Sam turns, hollow-eyed, lips stitched tight by death. He looks at me—straight through the years, through blood and choice and whatever veil holds ghosts back.
And what he shows me next is not the past. It’s prophecy. Me—kneeling in a salt circle, hands stained, a crown just out of reach. Someone is at my feet. I don’t know who.
But I think I loved them.
Another flash. Quicker this time.
A bone carving. Unlike Ashki’s seal, this is a turtle. Floating. Burning. The eclipse mark glowing beneath my skin.
Then…
The ash tree.
Sam. Back under it. Holding his journal out.

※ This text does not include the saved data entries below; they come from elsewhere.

PR #3297, opened 2026-08-02
dekaf: opt-in `allow_empty_topics` for never-written collections

### LINKED ISSUE #3064: materialize-dekaf: empty (not-yet-written) collections return LeaderNotAvailable and block consumer-group rebalance for the whole subscription
## Summary

When a Dekaf materialization has one or more bindings whose collection has no journals yet (not-yet-written / empty), Dekaf returns `LeaderNotAvailable` for those topics. If a Kafka consumer group subscribes to a mix of populated and empty topics, the group rebalance never completes, so the consumer is never assigned any partitions and consumes nothing — including the populated topics in the same subscription.

## Impact

A single empty binding silently blocks the entire materialization's consumer. The task logs this repeatedly:

```
Collection binding exists but has no journals available
{collection_name: "<prefix>/public/<collection>", module: "dekaf::topology", task_name: "<prefix>/materialize-dekaf/dekaf-generic"}
```

Customer-visible symptom: the materialization shows 0 docs / 0 bytes and the consumer never makes progress, even though most bound collections have data. It also produces very high log volume — one warning per affected binding per metadata request, and a consumer hot-loops metadata trying to resolve a leader (tens of millions of log lines/day observed on one task).

## Reproduction

Confirmed with kcat against a subscription that mixes a populated topic with an empty one:

```
# populated topic alone -> works
kcat ... -X auto.offset.reset=earliest -G grp populated_topic
#   assigned: populated_topic [0]
#   Reached end of topic populated_topic [0] at offset N: exiting

# populated + empty topic -> never rebalances
kcat ... -X auto.offset.reset=earliest -G grp populated_topic empty_topic
#   % Waiting for group rebalance
#   (hangs, never finishes rebalance)
```

## Root cause

Introduced in estuary/flow#2566 (commit 58f0f0da54), which added the `CollectionStatus` enum (`Ready` / `NotFound` / `NotReady`) and maps `NotReady` (binding exists but journals not available) to `LeaderNotAvailable`, a retryable error, so consumers retry until journals appear.

Relevant code:
- `crates/dekaf/src/topology.rs` — `partitions.is_empty()` returns `CollectionStatus::not_ready()` and logs "Collection binding exists but has no journals available".
- `crates/dekaf/src/session.rs` — `metadata_all_topics` / `metadata_select_topics` map `NotReady` to `ResponseError::LeaderNotAvailable`.

A retryable error is reasonable for a transient collection reset, but for a collection that simply has no data yet it persists indefinitely, and a `LeaderNotAvailable` topic in a subscription prevents the whole consumer group from stabilizing.

## Proposed change

Present a not-yet-written collection as a valid empty topic: a single sentinel partition at offset 0, instead of `LeaderNotAvailable`. The group then stabilizes and empty topics sit idle at offset 0 until data arrives.

Design notes from triage:
- There's a recollection that empty collections may have presented as an empty partition at offset 0 in earlier behavior, with the current `LeaderNotAvailable` behavior arriving when collection-reset handling was made to flow through end-to-end. Confirm so the flag doesn't regress reset semantics.
- Gate behind a default-off advanced option / feature flag. Dekaf behavior changes are historically high-risk, so this should be opt-in, at least at first.
- Ownership: Dekaf currently has no formal owner and will likely land with the materializations team. Joseph Shearer is the subject-matter expert and should be looped in on design/review.

## Workaround

Write at least one document to each empty collection (for example, insert and delete a row in the source table) so journals are created; the topic then resolves normally. This is cumbersome when many tables are empty during a rolling migration.

## Priority / timing

Med. A hacky workaround exists. Targeting after the upcoming offsite.

mdibaiee:
Fixes #3064.

## Problem

A materialization binding whose collection has no journals is reported as `CollectionStatus::NotReady`, which maps to the retryable `LeaderNotAvailable`. That's right for a collection reset that's about to complete, but a collection which has simply never been written stays that way indefinitely.

The issue frames this as a metadata problem, but the sharper blocker is group management: `join_group` (`session.rs:1360-1376`) and `sync_group` (`session.rs:1573-1586`) fail the **entire request** with the first non-`Ready` topic's error code. So one empty binding makes every JoinGroup return `LeaderNotAvailable` and the group never forms — the consumer is assigned nothing and reads nothing, including from the populated topics in the same subscription. `offset_commit` is all-or-nothing in the same way; metadata / ListOffsets / Fetch / OffsetFetch are per-topic.

Reproduced against a local stack with a subscription mixing one populated and one never-written collection:

| subscription | assigned partitions | records read |
| --- | --- | --- |
| `topic_a` (populated) alone | 1 | 2 |
| `topic_a` + `topic_b` (empty) | 0 | 0 |

## Change

New endpoint option `allow_empty_topics`, **off by default**. When set, a collection with no journals is served as a valid topic with one sentinel partition sitting at offset 0:

- `topology.rs` — `Collection::empty_topic`, `partition_count()`, and `fetch_partition_offset` answering offset 0 for the sentinel (which also covers ListOffsets and OffsetForLeaderEpoch).
- `session.rs` — sentinel partition in metadata; an empty successful batch in Fetch; `partition_count()` when creating the upstream offsets topic; skip the journal-name lookup when logging commits.
- Group management needs no change: the collection is `Ready`, so JoinGroup/SyncGroup pass through and the group stabilizes.
- Side effect worth noting: the schema registry (`registry.rs:102`) also stops rejecting empty collections, since Avro schemas come from the spec rather than from journals.

Once the collection is first written, its real journals take over at the same leader epoch, so partition 0's committed offset stays valid.

This "single partition at offset 0" shape is what dekaf presented before 58f0f0da54 introduced `CollectionStatus` — the flag restores it without touching reset semantics on the default path. Dekaf behavior changes are historically high-risk, hence opt-in.

## Testing

`mise run ci:dekaf-e2e` — 27 passed (3 flaky-retried, all the pre-existing `SHARD_STOPPED` injection race, unrelated to this change). Two new e2e tests:

- `test_empty_binding_blocks_consumer_group` pins the default behavior (`LeaderNotAvailable`, nothing assigned, nothing consumed).
- `test_allow_empty_topics_unblocks_consumer_group` subscribes to one populated and **two** empty topics: it asserts metadata / ListOffsets / Fetch on each empty topic, then that all three partitions are assigned and both documents are consumed from the populated topic.

## Note for review

Separate pre-existing bug found while testing, left alone as out of scope: `KafkaApiClient::connect_to_group_coordinator` (`api_client.rs:494-500`) builds the coordinator URL *before* checking the `port == -1` sentinel, so a `FindCoordinator` response with port -1 (coordinator not yet elected) fails with "invalid broker port" and drops the client connection — the sentinel branch below it is unreachable. It's a one-line reorder if we want it.

cc @jshearer as SME on dekaf.

### DIFF
--- a/crates/dekaf-connector/src/lib.rs
+++ b/crates/dekaf-connector/src/lib.rs
@@ -46,6 +46,15 @@ pub struct DekafConfig {
     #[serde(default)]
     #[schemars(title = "Strict Topic Names")]
     pub strict_topic_names: bool,
+    /// Whether to expose bound collections which have never been written as
+    /// valid, empty topics holding a single partition at offset 0. Off by
+    /// default, in which case such a topic reports the retryable error
+    /// `LeaderNotAvailable` until its first document is written — which
+    /// prevents a consumer group from stabilizing across the whole
+    /// subscription, not just the empty topic.
+    #[serde(default)]
+    #[schemars(title = "Allow Empty Topics")]
+    pub allow_empty_topics: bool,
 }
 
 /// Configures a particular binding in a Dekaf-type materialization
--- a/crates/dekaf/src/lib.rs
+++ b/crates/dekaf/src/lib.rs
@@ -122,6 +122,13 @@ impl SessionAuthentication {
             SessionAuthentication::Redirect { config, .. } => config.deletions,
         }
     }
+
+    pub fn allow_empty_topics(&self) -> bool {
+        match self {
+            SessionAuthentication::Task(task_auth) => task_auth.config.allow_empty_topics,
+            SessionAuthentication::Redirect { config, .. } => config.allow_empty_topics,
+        }
+    }
 }
 
 impl TaskAuth {
--- a/crates/dekaf/src/session.rs
+++ b/crates/dekaf/src/session.rs
@@ -2,7 +2,8 @@ use super::{App, Collection, CollectionStatus, CollectionUnavailable, Read};
 use crate::{
     DekafError, KafkaApiClient, KafkaClientAuth, SessionAuthentication, TaskState,
     from_downstream_topic_name, from_upstream_topic_name, logging::propagate_task_forwarder,
-    read::BatchResult, to_downstream_topic_name, to_upstream_topic_name, topology::PartitionOffset,
+    read::BatchResult, to_downstream_topic_name, to_upstream_topic_name, topology,
+    topology::PartitionOffset,
 };
 use anyhow::{Context, bail};
 use bytes::{Buf, BufMut, Bytes, BytesMut};
@@ -896,6 +897,20 @@ impl Session {
                     }
                 }
 
+                // An empty topic has no journal to read; its sentinel partition is
+                // answered with an empty batch during the poll phase below.
+                if collection.empty_topic {
+                    metrics::counter!(
+                        "dekaf_fetch_requests",
+                        "topic_name" => key.0.to_string(),
+                        "partition_index" => key.1.to_string(),
+                        "task_name" => task_name.to_string(),
+                        "state" => "empty_topic"
+                    )
+                    .increment(1);
+                    continue;
+                }
+
                 let Some(partition) = collection
                     .partitions
                     .get(partition_request.partition as usize)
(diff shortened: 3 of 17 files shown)


jwhartley:
doc files no longer do.

at build time.

Suggested split:

- Open the doc half against `estuary/connectors`, where these paths map across:

  - `site/docs/reference/Connectors/materialization-connectors/Dekaf/` becomes `docs/reference/Connectors/materialization-connectors/Dekaf/`

All nine Dekaf pages move together under that one prefix, so it is a
single directory-level move.

PR #3302, opened 2026-08-03
control-plane-api: remove dead evolutions module

jshearer:
## Summary

Removes `crates/control-plane-api/src/evolutions/` and `crates/models/src/evolutions.rs`. Neither has had a caller since August 2025. This is deletion only, with no behavior change.

## What an evolution was

An evolution is a control-plane operation for applying a breaking collection change across the rest of a Data Flow. Collections are append-only with an enforced schema, so some edits (a key change, an incompatible field type) cannot apply in place. An evolution resolved that by one of two paths:

* Re-create the collection under a new name (`acmeCo/foo` becomes `acmeCo/foo_v2`), then rewrite every capture `target` and materialization `source` binding referencing the old name and increment their `backfill` counters.
* Reset it in place, keeping the name while discarding data and inferred schema, when `reset: true`.

It ran as an async job modeled on `discovers`: insert a row into the `evolutions` table with a `draft_id` and `collections`, the agent dequeued it, merged results into the draft, and optionally auto-published. Requests could scope the update to a specific list of materializations.

## Timeline

| Commit | Date | Change |
|---|---|---|
| `68a5359c430` | 2023-05-02 | Introduced. `evolutions` table (`18_evolutions.sql`), `agent-sql/src/evolutions.rs`, `agent/src/evolution.rs` |
| `3bc6ac97ddb` | 2023 | Evolutions increment the backfill counter |
| `e970b36d6bf` | 2023 | Can target a specific set of materializations |
| `30e668aca02` | 2024-06-12 | Controllers introduced. Materialization controllers begin handling incompatible schema changes via `onIncompatibleSchemaChange` |
| `24a67860a7c` | 2024-11-06 | Refactored to take and return `tables::DraftCatalog` rather than DB draft rows, so controllers could call it in memory |
| `5ac55598152` | 2025-01-29 | Handler becomes an automations executor. The commit notes there was no existing integration test coverage for interactive evolutions |
| `c089b54dc26` | 2025-08-19 | Removed |
| `42d0b8b80c1` | 2025-08-21 | Reintroduced as dead code |

## What happened

Two commits, two days apart.

`c089b54dc26` removed the feature deliberately. `onIncompatibleSchemaChange` handling had moved into the `validation` crate, so the premise no longer held:

> Also remove the "evolutions" handler, as it's no longer possible for publications to fail with "incompatible" collections that are resolved through a user-initiated control-plane automation.

That commit deleted `agent/src/evolution.rs` (411 lines), unregistered `agent::EvolutionExecutor` in `main.rs`, dropped the integration tests and snapshots, and stripped `incompatible_collections` and `requiresRecreation` from the publication `JobStatus`. It left `agent/src/evolution/executor.rs` orphaned on disk, 149 lines with no `mod` declaration referencing it.

`42d0b8b80c1` then reintroduced the logic. That commit was the `agent-sql` to `control-plane-api` migration, and history is linear with `c089b54dc26` as an ancestor, so it was rebased onto the removal. It deleted the orphaned `executor.rs` and added `control-plane-api/src/evolutions/mod.rs`, which is the pre-removal `agent/src/evolution.rs` with 52 lines of difference: the two `executor` wiring lines dropped, `next_name()` inlined from the agent's `lib.rs`, and `mod db;` re-exports added. The `agent-sql/src/evolutions.rs` half came across as `evolutions/db.rs`.

The module then survived every subsequent cleanup pass because it is declared `pub mod evolutions;` in a library crate, where rustc's `dead_code` lint does not fire on public items. It was carried through the Rust 2024 edition migration (`db602a6cf7d`), a repo-wide `cargo fmt` (`cb4e4426200`), and the `Envelope` authorization refactor (`e63cca1743b`).

## How this is handled today

Incompatible schema changes are resolved in the `validation` crate together with materialization controllers, driven by the `onIncompatibleSchemaChange` field on materialization specs, which offers `abort`, `backfill`, `disableBinding`, and `disableTask`. Collection resets are expressed as `CollectionDef::reset` on the model and propagate to dependents through `notify_dependents`. The concept is intact; what is gone is the discrete user-initiated job that used to sit in front of it.

## Loose ends not addressed here

* The `evolutions` table, its `create_evolution_task` trigger, and `internal.create_handler_task(id, 5)` all still exist. `automations::task_types::EVOLUTIONS` is still `TaskType(5)` and no executor registers it. The automations dequeue filters on `task_type = ANY($1)` built from registered executors, so a row inserted into `evolutions` enqueues an `internal.tasks` row that is never dequeued, leaving `job_status` at `{"type":"queued"}` indefinitely.
* Whether that path is reachable depends on the UI, which lives in a separate repo. As of an April 2026 reading, `src/api/evolutions.ts` exported `createEvolution()`, inserting into the table from `SchemaEvolution.tsx` and `IncompatibleCollections/CollectionsList.tsx`. This wants verifying before the table is retired, since dropping it while the insert path is live converts a hanging job into a hard error.
* `site/docs/concepts/advanced/evolutions.md:58` still instructs users to click Apply to trigger an evolution. The `onIncompatibleSchemaChange` sections of that page remain accurate. Revising the docs depends on the same UI question.
* `crates/agent/src/integration_tests/harness.rs:479` still carries a `delete from evolutions` cleanup CTE, left alone while the table exists.

A reasonable order for finishing: confirm and cut the UI insert path, drop the table and its triggers in a migration, retire `TaskType(5)` with a comment against reuse, then revise the docs.


bbartman (approved):
This looks good. It may cause some headaches for the large PR just FYI, because the PR that's going to follow that is going to have changes there but that shouldn't be a problem to fix.

GregorShear (approved):

PR #3303, opened 2026-08-03
Introduce an indirect form of built specifications

jgraettinger:
Establishes a second, "indirect" encoding of built specifications and the
Validate requests derived from them, and makes every component in the tree
able to read it. Behavior and performance are unchanged: the new form is
opt-in per task, and no task opts in yet.

## Why

A task with tens of thousands of bindings over a much smaller set of distinct
collections (a CDC capture mapping many schemas of one logical table into one
collection, say) inlines a full `CollectionSpec` into every binding. That cost
is paid in the built spec, in each connector request, at every hop inside the
data plane, and in persistence — and it grows with the *product* of binding
count and collection size.

In indirect form a spec-carrying message holds one shared
`linked_collections` table, and its bindings name entries by
`collection_index` instead of inlining `collection`. Cost then grows only
with the binding count.

## Shape of the change

* **Encoding is a per-message property.** Non-empty `linked_collections` means
  every binding of that message — active and inactive alike — uses
  `collection_index`; empty means every binding inlines its collection, exactly
  as today. Mixed forms are invalid, and Go's `Validate()` enforces this
  natively so the existing Unmarshal-then-Validate path covers both.
* **No inflate, no deflate on read.** A spec keeps whichever form it arrived
  in. Readers instead go through accessors (`proto_flow::linked` in Rust,
  `BindingCollection`/`TransformCollection` in Go) which resolve a binding to
  its collection over both forms, and also surface the collection's *identity*
  — the hook a later runtime-next change will key per-collection memoization
  on. The bulk of the diff is mechanical conversion of read sites to these
  accessors.
* **`crates/validation` is the only writer.** Builders now construct every
  built spec and Validate request in indirect form unconditionally; the
  `indirect-specs` shard flag gates one contained post-process that *inlines*
  the finished message when the flag is unset. So the default path round-trips
  intern → inline over every fixture, and unchanged snapshots are the proof of
  round-trip fidelity. When indirect form is universal, removal is a deletion:
  drop the argument and its branch, and what remains is the end-state builder.
* **The flag is one end-to-end assertion.** `shards.flags: {indirect-specs:
  "true"}` says the built spec, the Validate/Apply requests, every internal
  hop, *and the connector* all handle the indirect form. A connector that
  hasn't been updated simply doesn't work with a task that genuinely needs
  this — such tasks don't function today either. Only `crates/validation`
  reads the flag; nothing else branches on it.
* **The binding ceiling moves under the flag**, from 10,000 to just under
  `doc::combine`'s u16 limit, since indirect form is what makes that many
  bindings affordable. The runtime separately guards the format limit, so an
  over-large spec fails at publish rather than as silent corruption in a
  crash-looping shard. See that commit's message for why the two limits
  deliberately share no constant.

## Post-conditions

Indirected specs can be validated and built behind the flag, and every
component in this repo — data plane, both runtimes, shuffle, publisher, dekaf,
flowctl, and the in-repo `derive-sqlite` / `derive-typescript` /
`derive-python` connectors — reads them. Unflagged tasks are byte-identical to
today, so there's no `last_applied` churn and no rolling-deploy version skew.

Also included: a fix for a dead `LambdaConfigJson` check in Go's
`Transform.Validate()` that had never actually run.

## Follow-ons (not here)

* runtime-next memoization of binding-derived state (validators, extractors,
  projections) per distinct collection — the payoff the accessors' identity
  return exists for.
* Out-of-tree connector updates, and any eventual fleet-wide default.

Reviewing commit-by-commit is recommended; each is self-contained and inert
until the last two.


crates/validation/src/derivation.rs
```diff
@@ -251,11 +254,16 @@ async fn walk_derivation<C: Connectors>(
         shards,
     } = model;
 
-    if transforms_model.len() > crate::MAX_BINDINGS {
+    let indirect_specs = super::indirect_specs_flag(scope, &shards.flags, errors);
```
williamhbaker, line 257: There's a wrinkle with runtime-V1 derivations being frozen on an image tag that hasn't been rebuilt in quite a while, and they will not be able to handle the modified fields for indirect specs. We won't be able to enable this on any derivation that is not permanently on runtime V2. This is mostly just a callout since I can't see us being super eager to turn this on for derivations, but something to be aware of.

crates/models/src/shards.rs
```diff
@@ -102,6 +102,17 @@ pub struct ShardTemplate {
...
+/// The `indirect-specs` [`ShardTemplate::flags`] key, which asserts that the
+/// task's built spec, its Validate and Apply requests, every hop within the
+/// data plane, *and its connector* all handle indirected collections: a
+/// per-message `linked_collections` table which bindings name by index,
+/// instead of a full `CollectionSpec` inlined in every binding.
+///
+/// The assertion is end-to-end and its only valid value is `"true"`. A
+/// connector which hasn't been updated simply doesn't work with a task that
+/// truly needs this flag -- such tasks don't function today in any case.
+pub const INDIRECT_SPECS: &str = "indirect-specs";
```
williamhbaker, line 114: Another callout, we'll need to update the `flow-connector-init` (runtime/src/container.rs:23) at some point after this merges. I think that's need for `flowctl preview` and `flowctl catalog test`. Perhaps in the follow-up memoization change.

crates/validation/src/linked.rs
```diff
@@ -0,0 +1,318 @@
+//! The indirect-encoding writer: an interner over `flow::CollectionSpec`, plus a
+//! per-message step which installs a finished interner into its message.
+//!
+//! Builders in this crate always construct specs and Validate requests in indirect
+//! form, interning each binding's collection as the binding is built. The
+//! `indirect-specs` shard flag then gates a single post-process: when it's unset,
+//! `install_*` *inlines* the message instead -- re-inlining each binding's
```
williamhbaker, line 7: In the backwards-migration case, it seems like `last_{capture/derivation/materialization}` specs would retain their interned forms as this currently works. I can't think of a very compelling reason that we should try to close that gap, since if something is going to failed with interned specs they'll probably do so up front and not succeed a publication and then later have a problem with those `last_*` specs. So, just another callout that I thought was interesting.

williamhbaker (dismissed):
LGTM

Everything made sense. A few observations below, nothing that I think requires any change to this PR though.

crates/models/src/shards.rs
jgraettinger: Yes, taking a note of this.

jgraettinger:
Rebased, and additionally updated the soak test to use `indirect-specs: true` (except for the materialize-postgres task) and confirmed that's working.

williamhbaker (approved):

PR #3312, opened 2026-08-04
Reactor Mem Usage Profiling Results Cleanup

dgreer-dev:
## Description

A heap profile from a busy production reactor showed ~70% of its 1.9GB live Go
heap was retained task-spec data. Two commits, one per cause:

**runtime: disable grpc.EnableTracing in the reactor**

Gazette's diagnostics boilerplate enables grpc.EnableTracing, and x/net/trace
pins every logged message until its trace finishes. V2 session streams live for
days and never hit trace compaction, so the sent Task message (embedding the
full marshalled spec) stayed pinned: ~365MB. The reactor now turns tracing off,
trading /debug/requests for the memory. 

**runtime: V2 task terms hold raw spec bytes, not decoded specs**

Go reads almost nothing from a V2 task's decoded spec; it existed to produce
Task message bytes for Rust (~1.0GB retained). Terms now hold the raw built
spec encoding straight from the build DB and forward it verbatim, so V2 shard
startup no longer decodes or re-marshals specs at all. V1 apps are unchanged.
Note two edge behavior changes: Rust receives the control plane's encoding
verbatim (the old gogo re-encode dropped unknown fields), and a corrupt spec
blob now errors in Rust at session start rather than in Go at term init.

## Notes for reviewers

Verified on a local stack with runtime-v2 captures using wide synthetic
schemas, plus V2 materializations and derivations. Before: heap shows Marshal
bytes 100% retained under runOneSession and decoded specs under binding
Unmarshal, matching the production profile. After: both attributions are gone,
leaving only the raw bytes by design. Sessions commit continuously, heartbeat
stats publish, and spec-update term transitions drain and restart cleanly.
`mise run ci:gotest` passes. No protocol or Rust-side changes.

### DIFF
--- a/go/protocols/catalog/build_load.go
+++ b/go/protocols/catalog/build_load.go
@@ -115,6 +115,28 @@ func LoadMaterialization(db *sql.DB, name string) (*pf.MaterializationSpec, erro
 	return out, loadOneSpec(db, `SELECT spec FROM built_materializations WHERE materialization = ?;`, out, name)
 }
 
+// LoadCollectionBytes, LoadCaptureBytes, and LoadMaterializationBytes return
+// the raw protobuf encoding of a named built spec, without decoding it.
+// The V2 runtime forwards the built encoding verbatim to the Rust runtime,
+// which is its sole consumer: loading bytes avoids materializing (and then
+// retaining) the decoded spec, which is large for tasks with many bindings
+// or wide collection schemas.
+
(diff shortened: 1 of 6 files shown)


dgreer-dev:
Per Will B:
> i'd say we should probably avoid making changes to the Go runtime for relatively small gains like this, since we plan on moving increasingly more of that to Rust over time, and its not worth the risk of a change right now.

PR #3313, opened 2026-08-04
Docs: Webhook capture organization and fixes

aeluce:
**Description:**

Cleans up reference docs for webhook captures, including:
* Groups webhook variants together like we do for other connector variants to make them easier to find
* Adds newer endpoint properties that were missing from some variants and removes extraneous EndpointConfig/ResourceConfig rows in property tables
* Updates Jira variant now that webhooks support HMAC SHA256 signature verification
* Removes generic usage sections from variants to keep the reference focused on their specific systems
* Other minor typo fixes

Moved reference pages keep original slugs, so no additional redirects are needed.

Open to other suggestions if any of this doesn't sound like the right trajectory. Thanks!

Generic HTTP ingest (webhook) capture docs, as well as variants for Datadog, Intercom, Jira, and Twilio.

**Notes for reviewers:**

It looks like `source-http-ingest` does create Jira and Twilio variants, but they're not available through the dashboard. I don't believe they were added to the database; could someone on the capture side add those to the `connectors` and `connector_tags` tables?


Alex-Bair (approved):
LGTM, thanks!

I added rows into `connectors` and `connector_tags` tables for both `source-jira-ingest` and `source-twilio-ingest`. They're visible in the UI as options when creating capture connectors.

While I was in there, I also noticed that `source-datadog-ingest`'s row in the `connector_tags` table has a documentation link of https://go.estuary.dev/http-ingest instead of something more specialized like https://go.estuary.dev/datadog-ingest. Should there be separate short links for each variant of the webhook capture connector that point to different docs instead of all pointing to https://go.estuary.dev/http-ingest?

aeluce:
Thanks! And yep, it'd be preferable to have specialized short links since we have some distinct instructions for the different variants.

Alex-Bair:
Gotcha. I made the short links for those variants missing them, updated `connector_tags` with them, and I redirected all the http ingest short links to the new paths under `/http-ingest`.

PR #3316, opened 2026-08-04
docs: source-brevo rewrite

Alex-Bair:
**Description:**

Documentation updates for https://github.com/estuary/connectors/pull/4980.

### DIFF
--- a/site/docs/reference/Connectors/capture-connectors/brevo.md
+++ b/site/docs/reference/Connectors/capture-connectors/brevo.md
@@ -1,26 +1,39 @@
 ---
-description: Capture Brevo contacts data with Estuary's connector, including attributes and lists, using API key authentication and a configurable start date.
+description: Capture Brevo contact data with Estuary's connector, including attributes, lists, folders, segments, senders, and webhooks, using API key authentication.
 ---
 
 # Brevo
 
-This connector captures data from [Brevo's REST API](https://developers.brevo.com/reference).
+This connector captures data from [Brevo's REST API](https://developers.brevo.com/reference) into Estuary collections.
 
 ## Supported data resources
 
-The following data resources are supported through the Brevo APIs:
-
-* [Contacts](https://developers.brevo.com/reference/getcontacts-1)
-* [Contacts Attributes](https://developers.brevo.com/reference/getattributes-1)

I step forward, heart pounding, and kneel. But there’s nothing in his hands now. Just mist.
Still, I understand.
Not a memory. A message.
You have more than you were told. You come from both. You are the storm and the shield.
His eyes flick to the mark on my leg—the one shaped like an eclipse, hidden just above the curve of my thigh. Then to the horizon. To where Cody waits. To where the past can no longer guide me.
And I know, without a single word:
You won’t find your future in the past.
But you’ll need it to survive what’s coming.
A single gust tears through the clearing.
When I blink, he’s gone.
No final look.
No goodbye.
Just the silence of the dead. And the weight of everything he couldn’t say.